> Assignment
Go to the line containing "1. Use of GitHub" in the records below and print it and every following line exactly, on through the line containing "should be the", then stop.
____________________
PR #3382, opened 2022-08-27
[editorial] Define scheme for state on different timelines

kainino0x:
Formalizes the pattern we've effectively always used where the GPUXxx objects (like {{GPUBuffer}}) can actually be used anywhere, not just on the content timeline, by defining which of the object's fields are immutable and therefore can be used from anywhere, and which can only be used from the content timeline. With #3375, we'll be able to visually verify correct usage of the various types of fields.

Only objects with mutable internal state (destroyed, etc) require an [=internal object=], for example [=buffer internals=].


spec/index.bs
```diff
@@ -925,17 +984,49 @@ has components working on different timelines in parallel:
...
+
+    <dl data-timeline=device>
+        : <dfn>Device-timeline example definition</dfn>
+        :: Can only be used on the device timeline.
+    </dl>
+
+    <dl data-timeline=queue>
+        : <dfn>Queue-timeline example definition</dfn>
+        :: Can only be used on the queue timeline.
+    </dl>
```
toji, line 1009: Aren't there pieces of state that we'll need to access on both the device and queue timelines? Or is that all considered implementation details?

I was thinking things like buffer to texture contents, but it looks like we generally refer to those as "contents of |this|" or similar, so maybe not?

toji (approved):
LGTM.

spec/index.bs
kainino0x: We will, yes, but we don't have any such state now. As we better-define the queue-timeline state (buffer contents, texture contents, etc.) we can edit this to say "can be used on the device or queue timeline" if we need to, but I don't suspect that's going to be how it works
____________________
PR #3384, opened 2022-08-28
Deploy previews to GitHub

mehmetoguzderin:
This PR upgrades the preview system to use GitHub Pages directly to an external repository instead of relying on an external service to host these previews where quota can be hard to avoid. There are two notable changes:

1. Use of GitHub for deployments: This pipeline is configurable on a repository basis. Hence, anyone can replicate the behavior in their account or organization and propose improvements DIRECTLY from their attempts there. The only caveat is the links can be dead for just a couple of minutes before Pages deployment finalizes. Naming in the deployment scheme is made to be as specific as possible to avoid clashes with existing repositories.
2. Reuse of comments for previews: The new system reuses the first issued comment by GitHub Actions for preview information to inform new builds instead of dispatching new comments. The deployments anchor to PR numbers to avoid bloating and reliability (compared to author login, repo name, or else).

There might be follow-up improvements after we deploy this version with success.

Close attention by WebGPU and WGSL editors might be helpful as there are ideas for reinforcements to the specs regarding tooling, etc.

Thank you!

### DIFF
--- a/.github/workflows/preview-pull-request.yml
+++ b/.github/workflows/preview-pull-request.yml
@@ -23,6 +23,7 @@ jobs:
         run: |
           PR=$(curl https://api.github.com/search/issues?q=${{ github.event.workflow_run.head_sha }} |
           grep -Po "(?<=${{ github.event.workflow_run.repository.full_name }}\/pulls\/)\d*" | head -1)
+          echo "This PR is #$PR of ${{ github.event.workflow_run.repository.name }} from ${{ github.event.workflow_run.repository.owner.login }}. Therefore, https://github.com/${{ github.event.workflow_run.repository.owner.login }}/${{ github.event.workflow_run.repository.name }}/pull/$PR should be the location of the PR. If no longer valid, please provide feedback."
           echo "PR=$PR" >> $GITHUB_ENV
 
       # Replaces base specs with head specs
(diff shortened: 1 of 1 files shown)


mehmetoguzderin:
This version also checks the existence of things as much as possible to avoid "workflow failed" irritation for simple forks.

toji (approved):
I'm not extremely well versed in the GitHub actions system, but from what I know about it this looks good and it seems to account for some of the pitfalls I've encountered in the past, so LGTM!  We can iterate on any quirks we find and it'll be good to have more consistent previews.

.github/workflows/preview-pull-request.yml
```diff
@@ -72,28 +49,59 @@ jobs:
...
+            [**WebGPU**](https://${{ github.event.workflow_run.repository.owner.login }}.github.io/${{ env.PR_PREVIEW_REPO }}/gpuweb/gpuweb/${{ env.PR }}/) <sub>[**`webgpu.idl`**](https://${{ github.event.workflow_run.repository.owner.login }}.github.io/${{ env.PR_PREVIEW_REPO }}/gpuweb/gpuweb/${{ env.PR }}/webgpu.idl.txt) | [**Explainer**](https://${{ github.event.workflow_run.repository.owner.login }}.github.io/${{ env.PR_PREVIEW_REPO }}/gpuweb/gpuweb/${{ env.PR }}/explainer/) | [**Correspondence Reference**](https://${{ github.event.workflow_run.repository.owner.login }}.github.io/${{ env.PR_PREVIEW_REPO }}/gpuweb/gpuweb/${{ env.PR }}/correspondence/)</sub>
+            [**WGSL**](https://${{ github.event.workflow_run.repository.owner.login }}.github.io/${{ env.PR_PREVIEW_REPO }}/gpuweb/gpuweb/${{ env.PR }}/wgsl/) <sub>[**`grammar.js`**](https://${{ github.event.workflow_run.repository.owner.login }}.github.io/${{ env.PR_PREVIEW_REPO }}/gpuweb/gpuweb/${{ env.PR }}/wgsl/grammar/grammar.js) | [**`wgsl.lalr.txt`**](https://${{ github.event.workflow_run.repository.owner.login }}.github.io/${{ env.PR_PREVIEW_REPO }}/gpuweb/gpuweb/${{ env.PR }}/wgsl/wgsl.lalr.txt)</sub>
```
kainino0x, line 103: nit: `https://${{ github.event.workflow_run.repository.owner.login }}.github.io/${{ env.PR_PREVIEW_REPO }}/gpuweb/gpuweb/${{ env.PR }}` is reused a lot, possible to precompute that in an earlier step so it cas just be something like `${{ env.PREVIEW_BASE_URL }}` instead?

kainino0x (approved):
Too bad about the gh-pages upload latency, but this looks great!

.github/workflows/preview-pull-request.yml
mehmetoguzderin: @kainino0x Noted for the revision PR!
____________________
> Reply
1. Use of GitHub for deployments: This pipeline is configurable on a repository basis. Hence, anyone can replicate the behavior in their account or organization and propose improvements DIRECTLY from their attempts there. The only caveat is the links can be dead for just a couple of minutes before Pages deployment finalizes. Naming in the deployment scheme is made to be as specific as possible to avoid clashes with existing repositories.
2. Reuse of comments for previews: The new system reuses the first issued comment by GitHub Actions for preview information to inform new builds instead of dispatching new comments. The deployments anchor to PR numbers to avoid bloating and reliability (compared to author login, repo name, or else).

There might be follow-up improvements after we deploy this version with success.

Close attention by WebGPU and WGSL editors might be helpful as there are ideas for reinforcements to the specs regarding tooling, etc.

Thank you!

### DIFF
--- a/.github/workflows/preview-pull-request.yml
+++ b/.github/workflows/preview-pull-request.yml
@@ -23,6 +23,7 @@ jobs:
         run: |
           PR=$(curl https://api.github.com/search/issues?q=${{ github.event.workflow_run.head_sha }} |
           grep -Po "(?<=${{ github.event.workflow_run.repository.full_name }}\/pulls\/)\d*" | head -1)
+          echo "This PR is #$PR of ${{ github.event.workflow_run.repository.name }} from ${{ github.event.workflow_run.repository.owner.login }}. Therefore, https://github.com/${{ github.event.workflow_run.repository.owner.login }}/${{ github.event.workflow_run.repository.name }}/pull/$PR should be the location of the PR. If no longer valid, please provide feedback."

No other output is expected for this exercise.